The EU’s negotiating mandate is unequivocally aimed at achieving “undisturbed access” for European investors to natural resources in ACP countries, as well as investor protection. For the Pacific, this is worrisome, as it means the EU can guarantee guaranteed access to fisheries and deep-sea minerals in pursuit of its Blue Economy agenda, as well as incorporate investor-state dispute settlement clauses into the agreement. . As PANG’s Maureen Penjueli points out, the EU also wants to use the post-Cotonou agreement ‘to bind the ACP to mandatory coordination and joint positioning in international organizations and meetings, including the WTO, where the EU agenda has been detrimental to aspirations. of development of island [Pacific] countries. ‘
The current state of the game
In August 2020, negotiations were in their final stages and should be completed by October 2020, with adoption and signing scheduled to take place in early 2021. Due to delays in negotiations, an extension protocol with the CPA was triggered to allow to continue conditions while negotiations are ongoing in 2020. This has implications for the EU’s existing development assistance mechanism – the European Development Funds (EDF) – as well as for the existing trade rules that protect ACP states (Clause to meet). Final negotiations are focused on contentious elements of the key document (the evolving draft). This includes means of implementation, SRHR and SOGI provisions, and migration.The June 2020 draft text can be accessed here .
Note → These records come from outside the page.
Issue #3437, opened 2014-09-08
feature: custom html representation of text plugins in editor


ollb:
This is a proposal for an enhancement related to cmsplugin-link but I think it is wise to open a ticket here since it would make evolve text plugins support.

Actualy, when you add a child plugin in djangocms_text_ckeditor (or whatever text editor plugin), the way to remember the plugin is to insert an img element whose src attribute is given by the `icon_src` plugin method and `id` is computed by the parent plugin. It is quite annoying to be limited to an image. For example, I would like to propose an enhancement to cmsplugin-link which would show an icon and the text of the link.

So here is my proposal :

- add a method to text plugins, let say, `in_text_editor_repr`, which would return html content intended to be put in a span element. The span element would be managed by the parent plugin like the img current one.
- in order to maintain backward compat, it would be used only if both parent plugin and text plugin support it.

Does it fit well ? (I might have missed something)

FinalAngel:
Closing in favour of divio/djangocms-text-ckeditor#143

PR #3954, opened 2015-03-16
[WIP] feature: custom text enabled plugin representation (documentation)

ollb:
This is a proposal for the issue #3437 , it would be nice to have it in 3.1. Feel free to comment.
If it seems ok, I'll continue and wrote all necessary code and then I'll provide an implementation in djangocms-text-ckeditor and main text enabled plugins.

### DIFF
--- a/docs/reference/plugins.rst
+++ b/docs/reference/plugins.rst
@@ -178,9 +178,9 @@ text_enabled
 Default: ``False``
 
 Can the plugin be inserted inside the text plugin?  If this is ``True`` then
-:meth:`icon_src` must be overridden.
+:meth:`in_text_editor_repr` should be overridden.
 
-See also: `icon_src`_, `icon_alt`_
+See also: `in_text_editor_tag`_, `in_text_editor_repr`_
 
 
 Methods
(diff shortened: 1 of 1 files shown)


docs/reference/plugins.rst
```diff
@@ -301,6 +301,44 @@ for `djangocms-text-ckeditor <https://github.com/divio/djangocms-text-ckeditor/>
...
+
+When a plugin can be inserted as a child in a text plugin, this method provides
+a way to choose the tag used to encapsulate the plugin representation.
+
+:meth:`in_text_editor_tag` takes 1 arguments:
+
+* ``instance``: The instance of the plugin model
+* ``editor_name``: The name of the parent plugin
+
+This method must return a string. Default implementation returns ``'div'``.
```
evildmp: Does it really return:
    'div'

or does it return:

    div

(i.e. with or without the single quotes)?

ollb: In the documentation when we are refering to the python boolean true, we use ``True``. When refering to a to python string, we might want to use ``'whatever string'`` in order to show the value is a string. That said, I'm fine with ``whatever string``.

evildmp: OK, I think that ``whatever string`` should be preferred, because we already know it's a string.

ollb:
We would love to work on that issue but we are waiting for comments.

FinalAngel:
@evildmp can you provide additional feedback here? @ollb sorry for the long delay :( are you still able to work on it?

Issue #3957, opened 2015-03-17
Documentation for 'FrontendEditableAdminMixin' should have more explanation


mkoistinen:
The current documentation for `FrontendEditableAdminMixin` is rather declarative but doesn't tell the developer why they should add the mixin to their Admin classes. In fact, I've been using FE editing for some time without using this mixin without issue. The developer should understand the benefits (and any pitfalls) of using the mixin and the documentation should provide this.

Current docs here: https://django-cms.readthedocs.org/en/support-3.0.x/how_to/frontend_models.html

ATTN: @jrief, @evildmp

jrief:
I only converted the former ``FrontendEditableAdmin`` class (derived from ``admin.ModelAdmin``) to a mixin class, so that alternatives to the ``ModelAdmin`` can be used. I don't know myself exactly what this class is for.

yakky:
``FrontendEditableAdminMixin`` is the base class to allow editing standard django models using the django CMS frontend editor.
Order matters as it defines methods that can be defined in other mixin/objects the created class inherit from

yakky:
@evildmp do you want me to handle a first draft of this one?

mkoistinen:
Closed by #3997

PR #3958, opened 2015-03-17
explained need for FrontendEditableAdminMixin

jrief:
and fixed issue #3957


mkoistinen:
I think we can all agree this patch isn't adding anything to the existing, sparse documentation on this topic. Closing this one in hopes there are other takers.

PR #3963, opened 2015-03-18
Work in progress, release notes for 3.1

evildmp:
**Do not merge**!

### DIFF
--- a/docs/reference/cli.rst
+++ b/docs/reference/cli.rst
@@ -173,3 +173,15 @@ Example::
 
     This command publishes drafts. You should review drafts before using this
     command, because they will become public.
+
+**********************
+Maintenance and repair
+**********************
+
+.. _fix-mptt:
+
+``fix-mptt``
+============
+
+Occasionally, the MPTT tree can become corrupted (this is one of the reasons for :doc:`our move away from MPTT to MP in django CMS 3.1 </upgrade/3.1>`). Typical symptoms include problems when
+trying to copy or delete plugins or pages.
--- a/docs/reference/cli.rst
+++ b/docs/reference/cli.rst
@@ -183,5 +183,8 @@ Maintenance and repair
 ``fix-mptt``
 ============
 
-Occasionally, the MPTT tree can become corrupted (this is one of the reasons for :doc:`our move away from MPTT to MP in django CMS 3.1 </upgrade/3.1>`). Typical symptoms include problems when
+Occasionally, the MPTT tree can become corrupted (this is one of the reasons for :doc:`our move
+away from MPTT to MP in django CMS 3.1 </upgrade/3.1>`). Typical symptoms include problems when
 trying to copy or delete plugins or pages.
+
+Once a database has been migrated from MPTT to MP, there is no use for this command.
--- a/docs/upgrade/3.1.rst
+++ b/docs/upgrade/3.1.rst
@@ -4,6 +4,18 @@
 3.1 release notes
 #################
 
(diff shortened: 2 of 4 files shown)


mkoistinen:
Here's some missing templatetag additions:

Add render_model_add_block tag #3875 

Add new template tag render_plugin_block #3595

docs/reference/cli.rst
```diff
@@ -173,3 +173,15 @@ Example::
...
     This command publishes drafts. You should review drafts before using this
     command, because they will become public.
+
+**********************
+Maintenance and repair
+**********************
+
+.. _fix-mptt:
+
+``fix-mptt``
```
mkoistinen: Is this command going to remain in 3.1? I thought I had heard it wouldn't.

docs/upgrade/3.1.rst
```diff
@@ -4,6 +4,18 @@
...
+in 3.0 and establish a safe, solid base for more ambitious work in the future.
+
+In this release we have tried to maintain maximum backwards-compatibility, particularly for
+third-party applications, and endeavoured to identify and tidy loose ends in the system wherever
+possible.
+
+.. warning:: Upgrading from previous versions
+
+    3.1 introduces some changes that **require** action if you are upgrading
+    from a previous version. PLease read this document with care.
```
mkoistinen: Upper-case "L" in PLease here.

docs/reference/cli.rst
evildmp: Possibly not, but since we tell people to use it in the release docs, it had better be explained!

docs/upgrade/3.1.rst
```diff
@@ -11,57 +23,140 @@ What's new in 3.1
...
+Since django CMS 2.0 we have relied on MPTT (Modified Preorder Tree Traversal) for efficiently
+handling tree structures in the database.
+
+In 3.1, `Django MPTT <https://github.com/django-mptt/django-mptt>`_ has been replaced by
+`django-treebeard <https://github.com/tabo/django-treebeard>`_, to improve performance and
+reliability.
+
+Over the years MPTT has proved not to be fast enough for big tree operations (>1000 pages); tree
+corruption, because of transactional errors, has also been a problem.
+
```
mkoistinen: It is my understanding that MPTT (Modified Preorder Tree Traversal) is a general logical topic and that both django-mptt and django-treebeard implement concrete solutions around this. This above reads like MPTT is a product that we have abandoned in favour of Materialized Path. I don't think this is correct. I think we should replace "MPTT" with "django-mptt" in the above paragraph, and in the one below.

docs/reference/cli.rst
mkoistinen: Perhaps a pointer to the previous version's docs then? I can't make sense to document a command that isn't present.

evildmp: I can't see a way around it - there *weren't* any docs previously, which is why I added this.

yakky: ``fix-mptt`` is replaced by ``tree`` in 3.1 (I totally overlooked this change!) which has the same role

docs/upgrade/3.1.rst
yakky: @mkoistinen MPTT is a specific algorithm, different from the one implemented by treebeard, so I think current wording is ok: we're not replacing an MPTT implementation with another, but one tree-to-relational algorithm with another

yakky:
As agreed with @evildmp I'm merging this as preliminary 3.1 release notes. More work will follow before final release

PR #3964, opened 2015-03-18
Allow SITE_ID to be an integer-valued object.

jbazik:
This allows for the use of dynamic site mechanisms like django-multisite.  I think it's actually a better test, since you want to use the site id in a hash, and this tests that directly.  Fails for None and succeeds for True/False, same as the current test.


yakky:
Thanks for this nice addition
Merged in develop

Issue #3973, opened 2015-03-30
ImportError: cannot import name PageUser


jrief:
How to reproduce:

* django-1.6.x
* django-cms==3.0.x

substitute the usermodel as described [here](https://docs.djangoproject.com/en/1.6/topics/auth/customizing/#substituting-a-custom-user-model).

Run the application in uwsgi.

Then this import error will happen:

```
(...snip...)
   from cms.models.fields import PlaceholderField
  File "django-cms/cms/models/fields.py", line 2, in <module>
    from cms.forms.fields import PageSelectFormField
  File "django-cms/cms/forms/fields.py", line 8, in <module>
    from cms.forms.widgets import PageSelectWidget, PageSmartLinkWidget
  File "django-cms/cms/forms/widgets.py", line 14, in <module>
    from cms.models import Page, PageUser
ImportError: cannot import name PageUser
```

The COVID 19 global pandemic not only delayed the negotiations, but also moved them to virtual mode. This is cause for concern, as virtual negotiations become more opaque and exclusionary from CSOs.
As the negotiations conclude and States prepare to formally adopt and sign the Post-Cotonou Agreement, Southern global CSOs in ACP regions should consider requiring public scrutiny of the agreement, including by parliaments, before States do so. enter into this binding 20-year agreement.